◆ Task input ◆

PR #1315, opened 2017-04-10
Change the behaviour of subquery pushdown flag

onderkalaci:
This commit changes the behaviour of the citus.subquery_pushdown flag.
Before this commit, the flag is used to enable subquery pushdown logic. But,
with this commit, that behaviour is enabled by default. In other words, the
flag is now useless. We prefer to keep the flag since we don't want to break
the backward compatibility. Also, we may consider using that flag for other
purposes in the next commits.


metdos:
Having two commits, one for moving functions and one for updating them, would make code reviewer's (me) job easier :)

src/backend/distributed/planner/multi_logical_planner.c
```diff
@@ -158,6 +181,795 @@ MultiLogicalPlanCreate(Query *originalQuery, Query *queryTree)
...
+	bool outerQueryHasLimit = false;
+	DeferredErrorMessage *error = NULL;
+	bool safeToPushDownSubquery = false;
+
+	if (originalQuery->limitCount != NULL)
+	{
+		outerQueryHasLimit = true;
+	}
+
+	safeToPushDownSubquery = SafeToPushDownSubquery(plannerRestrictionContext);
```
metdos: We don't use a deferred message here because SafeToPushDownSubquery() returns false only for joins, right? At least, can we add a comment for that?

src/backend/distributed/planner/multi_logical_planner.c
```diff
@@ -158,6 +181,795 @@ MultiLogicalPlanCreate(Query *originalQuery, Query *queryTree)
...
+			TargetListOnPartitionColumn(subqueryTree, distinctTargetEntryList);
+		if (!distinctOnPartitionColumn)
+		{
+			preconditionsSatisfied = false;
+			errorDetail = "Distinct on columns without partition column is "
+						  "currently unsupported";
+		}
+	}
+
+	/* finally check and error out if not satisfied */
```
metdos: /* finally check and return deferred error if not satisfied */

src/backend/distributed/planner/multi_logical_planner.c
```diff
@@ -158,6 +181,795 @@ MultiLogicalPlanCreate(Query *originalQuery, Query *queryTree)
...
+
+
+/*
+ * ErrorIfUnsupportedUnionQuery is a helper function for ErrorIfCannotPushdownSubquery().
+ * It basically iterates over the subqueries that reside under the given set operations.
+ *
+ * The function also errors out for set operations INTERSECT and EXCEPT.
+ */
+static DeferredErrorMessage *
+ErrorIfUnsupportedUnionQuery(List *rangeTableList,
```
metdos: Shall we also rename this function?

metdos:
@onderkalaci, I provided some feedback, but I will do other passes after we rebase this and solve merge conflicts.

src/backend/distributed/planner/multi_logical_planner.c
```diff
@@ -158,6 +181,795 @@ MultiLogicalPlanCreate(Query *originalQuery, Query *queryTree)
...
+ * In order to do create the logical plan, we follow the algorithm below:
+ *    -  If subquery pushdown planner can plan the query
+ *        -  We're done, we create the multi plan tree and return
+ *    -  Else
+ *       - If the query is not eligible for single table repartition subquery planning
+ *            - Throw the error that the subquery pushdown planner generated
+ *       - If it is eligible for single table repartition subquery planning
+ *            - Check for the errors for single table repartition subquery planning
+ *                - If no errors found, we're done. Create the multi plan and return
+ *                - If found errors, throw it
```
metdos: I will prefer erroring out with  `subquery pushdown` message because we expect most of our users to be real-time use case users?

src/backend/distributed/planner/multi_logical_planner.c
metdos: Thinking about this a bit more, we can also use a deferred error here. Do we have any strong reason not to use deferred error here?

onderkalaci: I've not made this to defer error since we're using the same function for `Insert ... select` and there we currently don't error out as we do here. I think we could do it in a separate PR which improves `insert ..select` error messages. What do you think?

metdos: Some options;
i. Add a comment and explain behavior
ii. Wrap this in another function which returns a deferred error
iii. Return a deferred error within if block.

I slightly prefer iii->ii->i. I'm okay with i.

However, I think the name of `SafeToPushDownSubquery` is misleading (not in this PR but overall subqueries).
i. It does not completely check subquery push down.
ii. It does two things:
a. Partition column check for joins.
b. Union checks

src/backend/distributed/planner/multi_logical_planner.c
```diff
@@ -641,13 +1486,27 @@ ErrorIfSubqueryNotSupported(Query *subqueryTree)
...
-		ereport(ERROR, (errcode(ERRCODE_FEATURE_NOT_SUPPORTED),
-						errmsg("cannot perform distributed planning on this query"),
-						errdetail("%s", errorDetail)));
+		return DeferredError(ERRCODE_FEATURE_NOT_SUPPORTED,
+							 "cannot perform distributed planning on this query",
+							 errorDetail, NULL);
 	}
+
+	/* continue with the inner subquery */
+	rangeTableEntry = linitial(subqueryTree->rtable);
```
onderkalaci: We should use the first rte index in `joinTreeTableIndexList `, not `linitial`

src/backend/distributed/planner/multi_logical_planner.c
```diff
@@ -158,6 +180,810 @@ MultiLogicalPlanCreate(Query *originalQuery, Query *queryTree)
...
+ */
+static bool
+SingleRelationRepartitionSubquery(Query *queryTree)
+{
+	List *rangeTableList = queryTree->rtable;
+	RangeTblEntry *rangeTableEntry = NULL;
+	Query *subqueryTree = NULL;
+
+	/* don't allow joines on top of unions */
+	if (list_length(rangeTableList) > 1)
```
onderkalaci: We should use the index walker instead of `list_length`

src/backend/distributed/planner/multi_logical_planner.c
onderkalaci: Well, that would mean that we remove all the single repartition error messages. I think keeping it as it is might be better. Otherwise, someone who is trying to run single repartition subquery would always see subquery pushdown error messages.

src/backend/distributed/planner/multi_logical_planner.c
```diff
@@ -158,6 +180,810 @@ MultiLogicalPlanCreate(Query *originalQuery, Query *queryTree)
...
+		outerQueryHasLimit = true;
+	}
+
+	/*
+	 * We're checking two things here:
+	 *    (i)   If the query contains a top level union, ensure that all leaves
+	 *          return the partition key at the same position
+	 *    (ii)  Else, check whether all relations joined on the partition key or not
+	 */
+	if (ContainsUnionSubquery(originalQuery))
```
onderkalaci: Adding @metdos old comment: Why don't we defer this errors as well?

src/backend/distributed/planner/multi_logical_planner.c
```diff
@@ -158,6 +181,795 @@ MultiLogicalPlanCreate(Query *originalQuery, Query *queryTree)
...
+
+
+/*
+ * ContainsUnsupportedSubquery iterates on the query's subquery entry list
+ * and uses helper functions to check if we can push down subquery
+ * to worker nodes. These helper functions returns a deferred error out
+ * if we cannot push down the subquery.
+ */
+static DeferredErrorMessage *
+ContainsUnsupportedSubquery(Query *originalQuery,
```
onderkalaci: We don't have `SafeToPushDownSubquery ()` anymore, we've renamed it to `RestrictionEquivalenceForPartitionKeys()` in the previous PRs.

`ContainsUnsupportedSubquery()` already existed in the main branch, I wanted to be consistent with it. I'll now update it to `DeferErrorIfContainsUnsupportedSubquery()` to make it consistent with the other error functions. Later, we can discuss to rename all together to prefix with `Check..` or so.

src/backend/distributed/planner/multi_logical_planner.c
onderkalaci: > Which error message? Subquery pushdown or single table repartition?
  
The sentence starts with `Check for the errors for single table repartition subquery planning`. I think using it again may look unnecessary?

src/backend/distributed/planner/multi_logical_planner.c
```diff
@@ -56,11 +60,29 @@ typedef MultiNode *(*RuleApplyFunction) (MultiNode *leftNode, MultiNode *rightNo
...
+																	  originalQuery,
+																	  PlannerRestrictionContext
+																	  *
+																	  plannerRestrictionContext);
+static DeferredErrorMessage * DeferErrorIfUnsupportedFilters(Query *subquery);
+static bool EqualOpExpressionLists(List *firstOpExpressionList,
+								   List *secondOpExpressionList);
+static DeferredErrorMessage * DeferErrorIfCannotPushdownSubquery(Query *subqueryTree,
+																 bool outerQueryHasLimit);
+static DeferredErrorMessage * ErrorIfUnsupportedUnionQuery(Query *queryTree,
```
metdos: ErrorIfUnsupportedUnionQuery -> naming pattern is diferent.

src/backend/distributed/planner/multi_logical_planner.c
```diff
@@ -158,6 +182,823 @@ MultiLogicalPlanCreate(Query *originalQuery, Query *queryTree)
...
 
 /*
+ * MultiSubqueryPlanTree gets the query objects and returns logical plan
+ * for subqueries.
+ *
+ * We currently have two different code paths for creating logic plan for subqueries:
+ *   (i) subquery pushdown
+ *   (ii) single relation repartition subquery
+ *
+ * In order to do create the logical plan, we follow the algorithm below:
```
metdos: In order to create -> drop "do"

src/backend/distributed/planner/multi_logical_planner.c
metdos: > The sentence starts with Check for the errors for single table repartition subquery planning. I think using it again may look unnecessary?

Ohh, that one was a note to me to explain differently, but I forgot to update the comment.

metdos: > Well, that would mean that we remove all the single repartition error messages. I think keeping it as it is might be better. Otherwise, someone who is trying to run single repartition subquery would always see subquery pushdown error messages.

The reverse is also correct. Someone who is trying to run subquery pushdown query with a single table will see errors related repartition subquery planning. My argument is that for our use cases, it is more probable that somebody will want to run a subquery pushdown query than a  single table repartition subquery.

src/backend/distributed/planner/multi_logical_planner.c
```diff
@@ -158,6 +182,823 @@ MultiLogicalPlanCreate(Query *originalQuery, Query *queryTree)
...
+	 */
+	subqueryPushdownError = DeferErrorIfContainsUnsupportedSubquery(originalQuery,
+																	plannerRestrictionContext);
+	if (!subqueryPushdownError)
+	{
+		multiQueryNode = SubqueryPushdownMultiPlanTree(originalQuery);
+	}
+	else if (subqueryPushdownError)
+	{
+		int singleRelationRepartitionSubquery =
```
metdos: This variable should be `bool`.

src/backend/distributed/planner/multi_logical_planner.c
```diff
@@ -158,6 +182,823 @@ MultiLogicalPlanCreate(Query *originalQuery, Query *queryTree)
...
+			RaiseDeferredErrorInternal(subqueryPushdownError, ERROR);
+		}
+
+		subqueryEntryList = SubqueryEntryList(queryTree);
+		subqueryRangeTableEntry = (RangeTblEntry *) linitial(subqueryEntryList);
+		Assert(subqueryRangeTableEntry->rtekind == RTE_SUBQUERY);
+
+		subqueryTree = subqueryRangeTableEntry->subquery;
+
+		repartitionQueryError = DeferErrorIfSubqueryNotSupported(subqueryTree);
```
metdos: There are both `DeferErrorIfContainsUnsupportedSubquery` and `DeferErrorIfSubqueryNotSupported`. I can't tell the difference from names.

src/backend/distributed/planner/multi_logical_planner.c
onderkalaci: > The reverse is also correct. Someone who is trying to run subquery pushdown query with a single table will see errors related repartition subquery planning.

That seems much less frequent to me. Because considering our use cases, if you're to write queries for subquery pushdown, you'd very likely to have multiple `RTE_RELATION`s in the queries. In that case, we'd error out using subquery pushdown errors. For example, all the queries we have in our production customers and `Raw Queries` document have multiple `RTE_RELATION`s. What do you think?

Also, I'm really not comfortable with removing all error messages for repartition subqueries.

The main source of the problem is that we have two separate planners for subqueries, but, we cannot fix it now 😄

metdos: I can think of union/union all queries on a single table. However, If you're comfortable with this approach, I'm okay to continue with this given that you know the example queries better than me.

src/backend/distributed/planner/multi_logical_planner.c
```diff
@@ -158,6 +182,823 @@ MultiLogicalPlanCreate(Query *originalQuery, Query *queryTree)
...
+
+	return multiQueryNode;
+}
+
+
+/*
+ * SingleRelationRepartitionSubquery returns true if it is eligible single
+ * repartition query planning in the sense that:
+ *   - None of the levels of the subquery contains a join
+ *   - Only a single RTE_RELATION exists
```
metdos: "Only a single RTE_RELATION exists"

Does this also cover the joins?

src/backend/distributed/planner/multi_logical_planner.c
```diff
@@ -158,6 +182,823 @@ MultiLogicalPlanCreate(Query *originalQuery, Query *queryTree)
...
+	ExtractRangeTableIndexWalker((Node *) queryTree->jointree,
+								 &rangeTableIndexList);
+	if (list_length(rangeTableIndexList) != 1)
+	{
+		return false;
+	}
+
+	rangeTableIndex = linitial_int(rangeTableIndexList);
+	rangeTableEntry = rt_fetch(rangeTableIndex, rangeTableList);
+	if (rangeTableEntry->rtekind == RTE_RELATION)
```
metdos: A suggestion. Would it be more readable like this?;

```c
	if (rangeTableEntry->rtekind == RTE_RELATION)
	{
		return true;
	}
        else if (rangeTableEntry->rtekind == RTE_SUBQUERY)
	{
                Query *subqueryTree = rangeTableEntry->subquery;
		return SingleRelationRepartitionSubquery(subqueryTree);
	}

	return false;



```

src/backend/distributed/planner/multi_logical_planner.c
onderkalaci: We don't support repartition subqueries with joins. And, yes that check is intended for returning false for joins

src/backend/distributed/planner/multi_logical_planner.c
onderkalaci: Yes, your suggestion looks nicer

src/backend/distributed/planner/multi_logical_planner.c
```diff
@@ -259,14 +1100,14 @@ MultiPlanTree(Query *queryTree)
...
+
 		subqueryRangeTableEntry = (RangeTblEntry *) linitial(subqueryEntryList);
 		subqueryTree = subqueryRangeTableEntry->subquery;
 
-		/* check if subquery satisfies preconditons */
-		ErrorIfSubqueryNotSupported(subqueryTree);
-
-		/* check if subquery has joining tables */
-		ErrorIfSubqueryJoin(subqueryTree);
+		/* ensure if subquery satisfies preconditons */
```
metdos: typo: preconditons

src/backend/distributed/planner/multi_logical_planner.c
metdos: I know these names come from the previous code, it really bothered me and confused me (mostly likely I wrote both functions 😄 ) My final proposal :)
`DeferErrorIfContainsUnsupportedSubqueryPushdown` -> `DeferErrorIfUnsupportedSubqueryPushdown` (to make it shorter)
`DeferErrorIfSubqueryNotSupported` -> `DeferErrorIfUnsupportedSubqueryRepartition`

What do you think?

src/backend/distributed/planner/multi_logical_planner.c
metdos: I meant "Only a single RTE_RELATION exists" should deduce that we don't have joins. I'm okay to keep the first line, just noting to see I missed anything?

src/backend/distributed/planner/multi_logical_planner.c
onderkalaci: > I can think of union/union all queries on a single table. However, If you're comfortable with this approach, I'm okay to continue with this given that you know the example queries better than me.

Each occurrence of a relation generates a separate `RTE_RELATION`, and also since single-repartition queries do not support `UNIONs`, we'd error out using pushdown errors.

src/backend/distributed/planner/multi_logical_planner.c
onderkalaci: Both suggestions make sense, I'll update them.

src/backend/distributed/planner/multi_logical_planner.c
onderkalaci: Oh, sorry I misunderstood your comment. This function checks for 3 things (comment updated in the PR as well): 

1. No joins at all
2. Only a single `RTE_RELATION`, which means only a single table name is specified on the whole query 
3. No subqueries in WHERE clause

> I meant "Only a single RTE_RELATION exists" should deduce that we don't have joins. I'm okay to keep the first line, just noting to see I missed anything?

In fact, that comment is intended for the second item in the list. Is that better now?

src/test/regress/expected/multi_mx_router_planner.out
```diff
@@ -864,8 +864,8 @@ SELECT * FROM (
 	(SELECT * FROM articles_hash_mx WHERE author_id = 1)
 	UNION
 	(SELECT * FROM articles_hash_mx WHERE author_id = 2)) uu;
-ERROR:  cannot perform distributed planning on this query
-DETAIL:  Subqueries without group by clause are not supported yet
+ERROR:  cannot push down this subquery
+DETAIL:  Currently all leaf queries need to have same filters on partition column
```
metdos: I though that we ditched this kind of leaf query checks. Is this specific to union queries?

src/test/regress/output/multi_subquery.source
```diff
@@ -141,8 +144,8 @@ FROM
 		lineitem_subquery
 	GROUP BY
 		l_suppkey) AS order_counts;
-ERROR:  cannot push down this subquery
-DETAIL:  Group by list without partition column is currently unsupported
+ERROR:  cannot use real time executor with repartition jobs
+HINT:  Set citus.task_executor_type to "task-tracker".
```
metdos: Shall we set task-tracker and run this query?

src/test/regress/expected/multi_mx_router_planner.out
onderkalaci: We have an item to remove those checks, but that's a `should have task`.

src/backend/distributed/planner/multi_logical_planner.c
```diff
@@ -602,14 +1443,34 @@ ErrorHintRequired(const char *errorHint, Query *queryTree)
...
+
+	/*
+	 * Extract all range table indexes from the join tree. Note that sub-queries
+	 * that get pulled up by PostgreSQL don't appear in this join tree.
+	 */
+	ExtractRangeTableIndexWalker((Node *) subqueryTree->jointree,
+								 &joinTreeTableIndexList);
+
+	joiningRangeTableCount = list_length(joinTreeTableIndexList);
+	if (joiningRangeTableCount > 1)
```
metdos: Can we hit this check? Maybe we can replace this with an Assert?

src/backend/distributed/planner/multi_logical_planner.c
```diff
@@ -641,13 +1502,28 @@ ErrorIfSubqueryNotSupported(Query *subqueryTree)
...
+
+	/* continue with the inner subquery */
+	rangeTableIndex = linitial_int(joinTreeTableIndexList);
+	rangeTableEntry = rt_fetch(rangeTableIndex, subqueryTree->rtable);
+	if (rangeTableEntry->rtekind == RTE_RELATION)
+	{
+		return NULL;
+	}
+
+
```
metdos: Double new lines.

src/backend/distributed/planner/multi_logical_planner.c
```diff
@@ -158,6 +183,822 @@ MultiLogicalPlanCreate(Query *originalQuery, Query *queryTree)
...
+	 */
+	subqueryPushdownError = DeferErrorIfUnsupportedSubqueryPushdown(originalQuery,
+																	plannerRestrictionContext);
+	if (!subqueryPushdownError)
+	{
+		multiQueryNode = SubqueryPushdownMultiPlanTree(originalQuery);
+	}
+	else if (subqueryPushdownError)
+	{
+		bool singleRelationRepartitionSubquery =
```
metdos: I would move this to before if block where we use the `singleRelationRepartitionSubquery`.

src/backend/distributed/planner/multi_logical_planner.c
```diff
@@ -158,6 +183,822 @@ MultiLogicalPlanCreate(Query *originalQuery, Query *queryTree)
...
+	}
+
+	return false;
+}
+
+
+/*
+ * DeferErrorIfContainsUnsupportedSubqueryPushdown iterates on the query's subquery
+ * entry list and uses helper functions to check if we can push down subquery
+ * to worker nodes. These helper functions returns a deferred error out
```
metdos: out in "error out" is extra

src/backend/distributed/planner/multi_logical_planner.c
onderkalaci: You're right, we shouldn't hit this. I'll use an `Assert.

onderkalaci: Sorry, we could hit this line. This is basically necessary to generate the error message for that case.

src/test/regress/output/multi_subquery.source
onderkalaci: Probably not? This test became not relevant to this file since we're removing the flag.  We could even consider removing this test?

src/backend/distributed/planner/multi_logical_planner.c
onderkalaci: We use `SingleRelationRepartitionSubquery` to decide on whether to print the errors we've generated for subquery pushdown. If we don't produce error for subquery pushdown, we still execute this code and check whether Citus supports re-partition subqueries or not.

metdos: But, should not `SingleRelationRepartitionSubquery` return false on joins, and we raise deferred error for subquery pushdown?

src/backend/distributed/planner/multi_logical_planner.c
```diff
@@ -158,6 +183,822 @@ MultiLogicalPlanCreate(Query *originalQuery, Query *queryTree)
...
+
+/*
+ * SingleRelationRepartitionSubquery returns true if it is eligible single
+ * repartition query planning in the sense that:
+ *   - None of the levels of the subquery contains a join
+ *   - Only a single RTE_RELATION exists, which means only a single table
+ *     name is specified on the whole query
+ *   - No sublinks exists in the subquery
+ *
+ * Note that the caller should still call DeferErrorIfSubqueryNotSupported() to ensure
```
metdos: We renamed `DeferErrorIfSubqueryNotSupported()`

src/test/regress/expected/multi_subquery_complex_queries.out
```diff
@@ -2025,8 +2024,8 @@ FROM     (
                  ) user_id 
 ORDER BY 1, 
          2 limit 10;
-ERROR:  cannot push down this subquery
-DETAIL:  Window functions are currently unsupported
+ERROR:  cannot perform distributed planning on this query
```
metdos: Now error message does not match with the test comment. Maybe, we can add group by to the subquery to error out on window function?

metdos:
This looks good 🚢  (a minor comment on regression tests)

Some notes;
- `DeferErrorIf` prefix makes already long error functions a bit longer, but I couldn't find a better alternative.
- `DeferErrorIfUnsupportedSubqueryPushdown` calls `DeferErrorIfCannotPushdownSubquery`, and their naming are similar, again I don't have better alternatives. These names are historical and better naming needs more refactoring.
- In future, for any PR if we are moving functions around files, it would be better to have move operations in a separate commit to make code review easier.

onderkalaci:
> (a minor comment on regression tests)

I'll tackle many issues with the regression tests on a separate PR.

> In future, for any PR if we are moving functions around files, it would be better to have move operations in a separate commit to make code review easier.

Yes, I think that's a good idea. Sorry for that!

◆ Your instructions ◆
Copy out all lines above holding "same".

◆ Written answer ◆
onderkalaci: I've not made this to defer error since we're using the same function for `Insert ... select` and there we currently don't error out as we do here. I think we could do it in a separate PR which improves `insert ..select` error messages. What do you think?
+	 *          return the partition key at the same position
+DETAIL:  Currently all leaf queries need to have same filters on partition column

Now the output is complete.